The Korea Franchise Association released a statement yesterday saying it might suit the National Commission for Corporate Partnership if it doesn’t remove bakeries and food franchises from a list of businesses reserved for small owners.

The association argued that restrictions, meant to protect mom-and-pop shops from competition by big companies, are illegal.

On Tuesday, the National Commission for Corporate Partnership designated 14 service industries, including bakeries and restaurants, and two manufacturing businesses - plastic bags and buckwheat flour - as areas reserved for small enterprises.

Under the plan, bakery franchises like SPC Group’s Paris Baguette and CJ’s Tous Les Jours, won’t be able to open stores within 500 meters (1,640 feet) of existing mom-and-pop bakeries. On top of that, their growth will be limited to 2 percent of the total number of stores they operated last year.

Since such franchise bakeries are run by individuals with their own capital, they shouldn’t be subject to such prohibition against conglomerates, the association said.

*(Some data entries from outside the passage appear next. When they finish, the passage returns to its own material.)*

PR #1485, opened 2017-08-01
Provide meaningful error message if oo_.exo_simul is larger than opti…

JohannesPfeifer:
…ons_.periods

Related to https://forum.dynare.org/t/dynare-4-5-1-issue-with-deterministic-simulation/10450


JohannesPfeifer:
@stepan-a This is definitely a bug. In `4.4.3` we simply ignored anything happening after `options_.periods`. Now Dynare crashes. Either we provide a correct error message as is proposed here or we go back to the behavior of Dynare 4.4.3, but let the preprocessor check whether this case happens and provide an error unless `nostrict` is passed.

stepan-a:
Manually merged.

PR #1488, opened 2017-08-11
DsgeSmoother.m: provide informative error instead of crashing when mo…

JohannesPfeifer:
…del cannot be solved


stepan-a:
Manually merged.

PR #1491, opened 2017-08-16
Fix plotting of measurement errors in non-MCMC case

JohannesPfeifer:
Number of plots was wrongly computed


stepan-a:
Manually merged.

PR #1498, opened 2017-08-29
Reset order=1 for all of stoch_simul.m if the Hessian is 0

JohannesPfeifer:
Prevents various crashes where functions called rely on fields existing at order>1


stepan-a:
Manually merged.

PR #1499, opened 2017-08-29
Make empirical moments independent of simul_replic by outputting firs…

### LINKED ISSUE #1487: Potentially make empirical moments independent of simul_replic
We currently rely on the last simulated series for computing moments. If `simul_replic` is increased, the moments will therefore change. I would propose to output the first instead of the last run in `simult.m`. That way, the results would always be the same. Of course, this would entail some loss of backward compatibility. I would accept this, because in principle any replication for the moments should do and the manual states that `simul_replic` is not used for moment computation. Related to https://forum.dynare.org/t/impact-of-simul-replic-option-on-empirical-moments/10553/4

JohannesPfeifer:
…t instead of later replication

Closes #1487


stepan-a:
Manually merged.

It said owners of franchise stores are small merchants or self-employed people and that restriction by the government undermine fair competition and could be seen as an act of collusion in violation of the country’s fair trade law.

“We will even file a lawsuit against the commission, and will seek countermeasures by setting up an emergency committee,” said Cho Dong-min, chairman of the association.

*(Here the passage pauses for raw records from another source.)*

Issue #1400, opened 2017-03-08
Investigate dseries problems in parallel execution


JohannesPfeifer:
When executing the attached file, which runs the ```UseParallel``` feature of ```fmincon```, a crash results because the dseries data is transformed to a structure:
```
Warning: Element(s) of class 'dseries' do not match the current constructor definition.  The element(s) have been converted to structures.
> In parallel.internal.pool.deserialize (line 9)
  In parallel.internal.pool.deserializeFunction (line 12)
  In remoteParallelFunction (line 33)
Warning: Element(s) of class 'dates' do not match the current constructor definition.  The element(s) have been converted to structures.
> In parallel.internal.pool.deserialize (line 9)
  In parallel.internal.pool.deserializeFunction (line 12)
  In remoteParallelFunction (line 33)
```

[SW.zip](https://github.com/DynareTeam/dynare/files/827628/SW.zip)

tholden:
I have encountered this issue previously too. I recall hacking in a fix to my dynare and dseries forks (quite a while ago), but I doubt it's very elegant.

stepan-a:
We have two branches in the `dseries` repository. In Dynare/master we use the branch where the class is implemented with the old OOP interface. The master branch (of `dseries`) uses instead the new OOP interface. I need to test your file with this to see if the master branch fixes the issue. This branch is still not used in Dynare because of a bug in the implementation of the new interface in Octave.

Issue #1051, opened 2015-09-03
Eliminate the global variable objective_function_penalty_base


tholden:
This causes problems when the estimation function is evaluated in parallel, using fmincon's 'UseParallel','always' or similar. Further problems with parallel objectives are given in this issue: https://github.com/DynareTeam/dseries/issues/10

stepan-a:
Yes this is the last global in ```dsge_likelihood```. We have at least to precise in the manual that this code cannot be called in parallel. I think it would be a lot of work to pass this variable as an input argument. Maybe we could put the global in a if statement, but I don't know what would be the cost of this solution. Another possibility is to write a version of ```dsge_likelihood```without endogenous penalty (which is only used with ```mode_compute=4,5```.

JohannesPfeifer:
Is there any reason we do not put it as a field into one of the structures we already use? For example into options?

tholden:
dsge_likelihood ought to support being called in parallel really. I've been using CMAES on a multi-modal objective function, with the main loop in parallel. Without the parallelisation it would really be prohibitively slow. As a work-around, I have:
```
if isempty( objective_function_penalty_base ) || objective_function_penalty_base <= 1
	objective_function_penalty_base = Inf;
end
if isstruct( DynareDataset )
    dseries( 'initialize' );
    DynareDataset = dseries( DynareDataset );
end
```
There's also a required change to dseries to get this to work, to support initializing from a struct.

JohannesPfeifer:
I fully agree, but this will be tricky. I am willing to do the change, but we need to find out how to do this. The penalty is sometimes updated. By being global this update is available in later calls. When having the penalty as an input, one needs to make sure that any update is passed to later calls. But this path dependeny is fundamentally incompatible with a parallel context. Maybe we should think about phasing this change in penalties out. @stepan-a @MichelJuillard what exactly is the purpose of this penalty?

stepan-a:
We cannot remove the penalty for ```mode_compute=4,5```. I think that it should be possible to pass it as an argument but it's not simple because we do not systematically update its value (for instance we do not update the penalty when calling numgrad routines (so we would have to pass also a flag to indicate if the penalty bas has to be updated).

The endogenous penalty helps the gradient based methods to find a smooth escape from problematic regions (where BK conditions are not satisfied, a real steady state does not exist, ...).

JohannesPfeifer:
[...]

PR #1508, opened 2017-09-07
Optimization parallel support

tholden:
Fixes https://github.com/DynareTeam/dynare/issues/1400
Also provides parallel support for CMAES.

See also my related pull requests to dates and dseries:
 * https://github.com/DynareTeam/dseries/pull/26
 * https://github.com/DynareTeam/dates/pull/9

### DIFF
--- a/matlab/optimization/parallel_wrapper.m
+++ b/matlab/optimization/parallel_wrapper.m
@@ -1,18 +1,9 @@
 function RV = parallel_wrapper( objective_function, XV, varargin )
     n = size( XV, 2 );
     RV = zeros( 1, n );
-    
-    global objective_function_penalty_base
-
-    if isempty( objective_function_penalty_base ) || objective_function_penalty_base <= 1
-        objective_function_penalty_base = Inf;
-    end
-    
-    in_objective_function_penalty_base = objective_function_penalty_base;
-        
+          
     parfor i = 1 : n
         R = [];
-        SetGlobals( in_objective_function_penalty_base );
         WarningState = warning( 'off', 'all' );
         try
             R = objective_function( XV( :, i ), varargin{:} ); %#ok<PFBNS>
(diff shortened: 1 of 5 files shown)


matlab/optimization/parallel_wrapper.m
```diff
@@ -0,0 +1,36 @@
+function RV = parallel_wrapper( objective_function, XV, varargin )
+    n = size( XV, 2 );
+    RV = zeros( 1, n );
+    
+    global objective_function_penalty_base
```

Meanwhile, the Korea Franchise Association agreed to a launch of new association next month representing local retailers of all sizes in a meeting organized by the Ministry of Knowledge Economy yesterday.

The association will focus on presenting a long-term master plan for the industry.

Although the launch of such an association had been discussed among large retailers including E-Mart, Lotte Mart and Homeplus and heads of small retailers or associations that represent vendors at traditional markets, groups representing franchises, convenience stores and online shopping outlets have now joined the discussion.

“Because there are more regulations from the government, our participation in a discussion to launch a new association will help local franchises be more competitive in the market,” said Ham Jeong-hoon, a director of the Korea Franchise Association’s policy division.

Government officials think a road map is needed for the local retail industry to avoid clashes between large and small retailers.

“We think the lack of a long-term goal or vision presented by the government or the industry has caused conflicts between large and small entities,” said Park Young-sam, manager of the Ministry of Knowledge Economy’s retail division.

“Instead of forcing retailers to work for shared growth with one another, the new association will encourage voluntary actions by large retailers in a bid to make the overall retail market larger.”